Mo Bangfu (莫邦富, Baku Hōfu) (1953-) is a Chinese columnist and economist based in Japan.

Mo taught the Japanese language at Shanghai International Studies University before obtaining his master's and doctoral degree in 1985 in Japan.

Since 1995, he has been serving as a committee member of the program review conference of Tokyo MX. The position was unprecedented for foreigners working in Japanese media, which thus led him to be a person carrying a symbolic importance for Japan's globalization. Since the late 80s, he has been active in Japanese public life and more than 50 books of his in Japanese have been published. He has been an authoritative source introducing China.

The Hong Kong financial magazine Weekly Economy News reported, "Mo BangFu’s name is like a brand to spread Chinese culture that is widely known by the Japanese media and cultural industry, and the local Chinese community".

From April 1999 to March 2002, Mo hosted a special column, "My View of China", on NHK to introduce the historic path and the current outlook of China after the execution of the opening-door policy. His column in the Asahi Shimbun began in 2002 and has been highly regarded by Japanese readers.

From January 2005, "Mo BangFu’s China Business Guide", a special column sponsored by Nikkei Business Publications for the Nihon Keizai Shimbun, started to be aired (). In June 2006, Bangfu launched "Successful Guide – Talk about China Business" on J TOP magazine, the most well-known monthly journal heavily read by financial moguls and decision makers working for the government. In addition, he has series of influential publications online for more than ten years, such as "Mo BangFu’s New China’s Matter", published by the NHK publishing and other media companies.

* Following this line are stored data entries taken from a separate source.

PR #4147, opened 2024-06-24
Faster pcurves reductions for P-256 and P-384

randombit:


reneme (approved):
Is that some standard approach that warrants a reference, perhaps?

With some templates the code could be quite a bit more compact, and IMHO also easier to understand; i.e. self-contained functions vs. classes; arrays vs. long lists of variables. See here: https://github.com/randombit/botan/commit/18dc508cf7ea1851cfeba2c2817f74c400df00e5

And here's some Godbolt to play with this implementation: https://godbolt.org/z/4WGGzzYn8

src/lib/math/pcurves/pcurves_secp256r1/pcurves_secp256r1.cpp
```diff
@@ -6,15 +6,115 @@
...
+         sum.accum(S1);
+         sum.accum(S2);
+         sum.accum(S3);
+         sum.accum(S4);
+         sum.accum(S5);
+         sum.accum(S6);
+         sum.accum(S7);
+         const auto S = sum.final_carry(S8);
+
+         CT::unpoison(S);
```
reneme, line 69: This seems to be a stray. Didn't see any corresponding `CT::poison()`. Same for secp384r1. Or am I missing something?

src/lib/math/pcurves/pcurves_secp256r1/pcurves_secp256r1.cpp
```diff
@@ -6,15 +6,115 @@
...
+template <typename Params>
+class Secp256r1Rep final {
+   public:
+      static constexpr auto P = Params::P;
+      static constexpr size_t N = Params::N;
+      typedef typename Params::W W;
+
+      // Adds 4 * P-256 to prevent underflow
+      static constexpr auto P256_4 =
+         hex_to_words<uint32_t>("0x3fffffffc00000004000000000000000000000003fffffffffffffffffffffffc");
```
reneme, line 25: If you decide to adopt my suggestion, it would be worthwhile to replace this by a constexpr multiplication to save a magic string/number, if we have that somewhere already.

src/lib/math/pcurves/pcurves_secp256r1/pcurves_secp256r1.cpp
randombit: The input is (when running under valgrind) already poisoned. As a result `S` is also poisoned, being itself derived from a value that (valgrind is treating as) undefined. This makes the assert trigger an error since it directly jumps if the value is something vs another thing. However the code here is quite resilient should the offset by wrong, so I replaced this with a debug assert.

randombit:
> Is that some standard approach that warrants a reference, perhaps?

Yes this is the standard Solinas reduction (SP 800-186) just done in columns instead of forming each integer directly. I added some references.

> With some templates the code could be quite a bit more compact, and IMHO also easier to understand; i.e. self-contained functions vs. classes; arrays vs. long lists of variables. See here: https://github.com/randombit/botan/commit/18dc508cf7ea1851cfeba2c2817f74c400df00e5

I'll admit this is cleaner but it's also slower than the original Montgomery code, at least on my machine. :)

reneme:
> ... but it's also slower than the original Montgomery code, at least on my machine. :)

Interesting! On my machine (M2 MacBook Air, Xcode 15.3) there's no difference to your implementation.

### Setup

```bash
./configure.py \
   --build-tool=ninja \
   --build-targets=static,cli \
   --compiler-cache=ccache \
   --enable-experimental-features \
   --disable-modules=pcurves_secp256r1,pcurves_secp521r1,pcurves_brainpool256r1,pcurves_brainpool384r1,pcurves_brainpool512r1
ninja cli
./botan speed --msec=1000 pcurves
```

### Results

| Exercise                | René        | Jack         | master      |
| ----------------------- | ----------- | ------------ | ----------- |
| secp384r1 base mul      | 5950/sec    | 5997/sec     | 4828 /sec   |
| secp384r1 var mul       | 1517/sec    | 1514/sec     | 1227 /sec   |
| secp384r1 mul2 setup    | 2034/sec    | 2029/sec     | 1594 /sec   |
| secp384r1 mul2          | 2217/sec    | 2250/sec     | 1815 /sec   |
| secp384r1 proj->affine  | 26603/sec   | 25764/sec    | 20005 /sec  |
| secp384r1 scalar invert | 19650/sec   | 19973/sec    | 20544 /sec  |

randombit:
GCC 14.1.1, Linux, i5-2520M


| Exercise                | René        | Jack         | master      |
| ----------------------- | ----------- | ------------ | ----------- |
| secp384r1 base mul      | 3350/sec    | 5149/sec     | 4159/sec   |
| secp384r1 var mul       | 879/sec    | 1366/sec     | 1117 /sec   |
| secp384r1 mul2 setup    | 1136/sec    | 1880/sec     | 1441 /sec   |
| secp384r1 mul2          | 1307/sec    | 2053/sec     | 1636/sec   |
| secp384r1 proj->affine  | 15319/sec   | 26978/sec    | 17389 /sec  |
| secp384r1 scalar invert | 21183/sec   | 21183/sec    | 21078 /sec  |

reneme:
> I just checked with LLVM Clang on my machine and there I see similar results between the two approaches. Kind of depressing that GCC regresses so badly.

Indeed. I think I should have another look at the performance of #4024 w/ gcc. 😨

reneme:
> I think I should have another look at the performance of https://github.com/randombit/botan/pull/4024 w/ gcc

FTR: [Seems to be fine](https://github.com/randombit/botan/pull/4024#issue-2253206839).

PR #4149, opened 2024-06-24
Make use of __builtin_addc/__builtin_subc where available

randombit:
Both Clang and GCC seem to generate very good code when this builtin is available, at least on x86-64.

This improves performance of a wide range of integer based algorithms by ~5% or so on x86-64. It likely improves the situation even more on platforms, which don't have dedicated assembly.

### DIFF
--- a/src/lib/math/mp/mp_asmi.h
+++ b/src/lib/math/mp/mp_asmi.h
@@ -197,7 +197,7 @@ inline constexpr auto word_add(W x, W y, W* carry) -> W {
 
    W z = x + y;
    W c1 = (z < x);
-   z += *carry;
+   z += *carry & 1;
    *carry = c1 | (z < *carry);
    return z;
 }
@@ -300,7 +300,7 @@ inline constexpr auto word_sub(W x, W y, W* carry) -> W {
 
    W t0 = x - y;
    W c1 = (t0 > x);
-   W z = t0 - *carry;
+   W z = t0 - (*carry & 1);
    *carry = c1 | (z > t0);
    return z;
 }
--- a/src/lib/math/mp/mp_asmi.h
+++ b/src/lib/math/mp/mp_asmi.h
@@ -175,15 +175,25 @@ inline constexpr auto word_madd3(W a, W b, W c, W* d) -> W {
 */
 template <WordType W>
 inline constexpr auto word_add(W x, W y, W* carry) -> W {
-#if defined(BOTAN_MP_USE_X86_64_ASM)
-   if(std::same_as<W, uint64_t> && !std::is_constant_evaluated()) {
-      asm(ADD_OR_SUBTRACT(ASM("adcq %[y],%[x]"))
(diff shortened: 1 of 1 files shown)


randombit:
Before merging, need to double check that neither Clang or GCC does something surprising/unpleasant with this on a range of common CPUs (x86-32, arm32, aarch64, powerpc64, riscv)

randombit:
Indeed the mask seems to be important since, for whatever bad reason, these builtins are actually defined as full-word a+b+c except that the carry is always at most 1, even though if all of a=b=c=max then you might (mathematically) end up with a carry out of 2. Masking allows the compiler to perform range analysis so it knows this is really a+b+carrybit.

Good point that we should apply this to the baseline version. It anyway makes the intent of the code more clear, and might help out with compilers that don't support a builtin.

The performance of the individual `word_add` is not that important - no matter what, the setup cost of getting the carry bit in place is really high. The main thing is that, given some definition of `word_add`, and an unrolled/known at compile time length sequence of those calls, does the compiler convert it to an `adc` carry chain

```
        mov     edx, DWORD PTR [rsi]
        adc     DWORD PTR [rdi], edx
        mov     edx, DWORD PTR [rsi+4]
        adc     DWORD PTR [rdi+4], edx
        mov     edx, DWORD PTR [rsi+8]
        adc     DWORD PTR [rdi+8], edx
```

https://godbolt.org/z/PMzaE845n

randombit:
Per godbolt, powerpc64-clang produces conditional jumps using `__builtin_addc` *or* using the baseline version. There may be no saving us there.

MSVC doesn't seem to produce jumps, but the codegen is horrible :sob:

```
        mov     edx, DWORD PTR [rbx+12]
        mov     r8d, edi
        setb    r9b
        add     edx, DWORD PTR [rcx+12]
        or      r9d, eax
        mov     eax, edi
        cmp     edx, DWORD PTR [rcx+12]
        setb    al
        add     edx, r9d
        cmp     edx, r9d
        mov     DWORD PTR [rcx+12], edx
```

I'm sure it's always been this way I just had never checked.

Codegen for CPUs without a carry flag (RISCV, MIPS) is terrible as well, but they did that to themselves.

On x86-64, GCC without the builtin (it was added in GCC 14), codegen is terrible also, so we have to retain the inline asm for now to avoid a regression. Interestingly Clang *does* realize that it's a carry chain even without the use of the builtin.

randombit:
armv7 and aarch64 - on both, clang generates a carry chain even without the builtin, GCC doesn't generate a carry chain even with the builtin. :cry:  No jumps.

reneme:
Thanks for the details! Very enlightening.

randombit:
I'm going to open a bug with GCC regarding the missed optimization for carry chains on ARM. I think there has been some recent work here related to the new `_BitInt` support, but it required specific backend support that apparently has only been done for x86 so far.

PR #4150, opened 2024-06-26
Use std::lcm in Cascade_Cipher

randombit:


reneme (approved):
There is `std::lcm` and it is constexpr and it was available in C++17 already?

# 🤯

PR #4153, opened 2024-06-27
Properly mask the carry bit in word_add

randombit:
In #4149 a mask was added for the low bit of the carry/borrow, since this can improve codegen, however it was not done correctly for word_add.


reneme (approved):
Good catch. 😶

Every year, Mo BangFu is invited as a public speaker by Japanese regional governments, economy associations, banks, financial groups, airliners, and multinational corporations. He has done more than 100 speeches inside Japan as well as around the world. The audience of his speech includes leaders of the regional government and the financial industry, as well as entrepreneurs.

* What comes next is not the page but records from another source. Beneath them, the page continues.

PR #4154, opened 2024-06-27
Add CT::Choice::yes() and ::no()

reneme:
Allow creating a `CT::Choice` representing true or false (e.g. for unit testing). Also: restrict `CT::Choice::from_int()` to not work for `bool` as this produces compiler warnings* and is probably undesired (i.e. a code-smell) anyway. I need those for the requested adaptions to `bitvector<>` in #3107.

[*] The compiler is complaining that we try to negate a bool using `~` instead of `!`.

### DIFF
--- a/src/lib/utils/ct_utils.h
+++ b/src/lib/utils/ct_utils.h
@@ -119,7 +119,8 @@ class Choice final {
       /**
       * If v == 0 return an unset (false) Choice, otherwise a set Choice
       */
-      template <std::unsigned_integral T>
+      template <typename T>
+         requires std::unsigned_integral<T> && (!std::same_as<bool, T>)
       constexpr static Choice from_int(T v) {
          // Mask of T that is either |0| or |1|
          const T v_is_0 = ct_is_zero<T>(value_barrier<T>(v));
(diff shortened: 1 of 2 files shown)


src/lib/utils/ct_utils.h
```diff
@@ -134,6 +135,10 @@ class Choice final {
          return Choice(ct_is_zero<uint32_t>(static_cast<uint32_t>(v_is_0)));
       }
 
+      constexpr static Choice yes() { return Choice::from_int(1U); }
+
+      constexpr static Choice no() { return Choice::from_int(0U); }
```
randombit, line 140: These could just directly initialize the masked values (either all zero or all ones resp), no need for them to be guarded by the value barrier.

reneme: Given that the constexpr-ness of the factory those delegate to, I was hoping that the compiler would do that for me and not actually compile a value barrier. But yeah, no harm in doing that explicitly.

randombit: That would only apply if you created the variable as `constexpr` though, right?

```
constexpr auto yes = Choice::yes(); // compile time evaluated, no value barrier
const auto yes = Choice::yes(); // evaluted at runtime, presumably with value barrier
```

randombit:
BTW agree that we don't want/need any obvious conversion from `bool` -> Choice, since if the sensitive value is already a `bool` then it's too late, you've been eaten by the value range propagator.

randombit (approved):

BangFu was praised as the best investment advisor for Japanese corporations, in the 2004 October issue of magazine The East. "Japan corporations, who want to invest in China, may not need MBA, but they cannot do it without MBF (Mo BangFu)." (Yoshinori Tandou, Toyo University)

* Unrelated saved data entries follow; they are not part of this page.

PR #4155, opened 2024-06-27
Fix various module dependency bugs

randombit:


reneme (approved):
Does it make sense to try and establish a CI job (maybe as a nightly) for checking this? E.g. like so:

```python
for module in modules:
   if not module.internal():
      configure_minimized_build_plus(module)
      compile()
```

randombit:
Maaayybe. This was found using `src/scripts/test_all_configs.py` btw. But this is probably too slow even for nightly, it takes like an hour on a 128 core machine. I run it manually every release or so. The impact if we miss something is low severity (fail to build in a specific non-default configuration, with a trivial workaround) so that seems good enough to me.

reneme:
Severity is low for sure, but as a user, if I want to restrict the module policy, I'd be annoyed if I constantly need to work around  missing dependencies, I guess. Especially if I need this to work across several minor releases.

Another idea: perhaps we could restrict the test corpus of `test_all_configs.py` to just the modules that are touched by a specific PR, maybe with a timing cutoff. I think there's value in catching such things while developing.

PR #4159, opened 2024-06-29
Bump some of the more expensive or obscure cross builds to nightly

randombit:


.github/workflows/ci.yml
```diff
@@ -258,34 +258,19 @@ jobs:
...
-            host_os: ubuntu-24.04
           - target: cross-ppc64
             compiler: gcc
             host_os: ubuntu-24.04
-          - target: cross-riscv64
-            compiler: gcc
-            host_os: ubuntu-24.04
-          - target: cross-s390x
-            compiler: gcc
-            host_os: ubuntu-24.04
```
reneme, line 272: Not sure about this one. Isn't it the only platform on big endian? Would be good to catch those before merging things.

randombit: Ah yeah you're right. Let's see if MIPS64 is faster here #4167

randombit: Time to run the tests under QEMU

S390 847 seconds
MIPS64 357 seconds

8 minutes faster :grimacing: 

So I would propose bumping S390 to nightly and keeping MIPS64 as our big endian test.

reneme (approved):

Other than the program review conference committee member in MXTV, he held the position of corporate image counselor for OMRON from 2001 to 2005. Since 2003, he has been serving as the only foreigner advisor for "Nippon Keidanren" (Japan Business Federation), the largest economic association in Japan. He also serves as a senior advisor for Hakuhodo, Japan's largest advertising company, and other titles in Japanese society. Since he was invited by Yamanashi Prefecture in July 2007, he has been serving as the only foreigner committee member for the prefecture's Travel Roundtable Panel. Since September 2007, he has been serving as a counselor of the Mitsubishi UFJ Trust and Banking Corporation. Since 2004, he has been hired as an economy counselor for Zhenjiang, Jiangsu, China, and a senior counselor of Free Trade Zone for Qingdao, Shandong, China. Since August 2007, he has been hired as the ambassador of commerce for Luohe, Henan, China.